Truth be told, I’m not put off by the Old Humanism of the Enlightenment, if only because I don’t recognize the common notion of it that this form of Humanism reflects in each and every case the principle of single, solitary, autonomous men, whose rights run prior to social responsibility, in particular to the problem of suffering. Even in the French Enlightenment, there is the binding of persons together into a unit to secure common political purposes. Even to talk about rights is already to negotiate them in relation to their own other, namely obligations and responsibilities; while the converse is just as true, and simultaneously so, that to talk about responsibilities already opens up conversation about rights at the limit of obligation.

New Humanism is Old Humanism, and neither have anything to do with Judaism in any simple sense. One flaw marked by Claire in the model of western education modeled by Rousseau is the isolated strain of the charismatic teacher. But we can find the same charisma in Kabbalah and Hasidism, or the same social isolation from the am ha’aretz in the Babylonian Talmud. This is to say that the critique of Old Western Humanism does not come wholly from the outside, i.e. from Judaism as putatively conceptualized this way or that way (pp.53, 57).
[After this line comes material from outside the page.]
PR #715, opened 2026-04-30
[Bugfix #710] Skip E2E tests that depend on removed porch run orchestrator

### LINKED ISSUE #710: E2E: 12 porch single-phase / happy-path failures (singlePhaseResult is null)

As I see it, critique can only come from a place that is simultaneously inside and outside, like the one occupied by Levinas himself, in this case from the position of Judaism as an “occidental faith” (p.58).

So much of the problem with the critical signaling of the rhetoric of Humanism and its crisis has to do with Europe and the 1920s, 1930s, and 1940s. Can liberalism protect against Hitlerism (p.61). Levinas thought no, and that’s the way it must have looked, tout court, viewed from the particular angle of Europe at the time, centered in France, and especially Germany. But isn’t that all the more reason to look towards England and towards the United States and its philosophical traditions, including Dewey and Nussbaum to whom Claire points her readers?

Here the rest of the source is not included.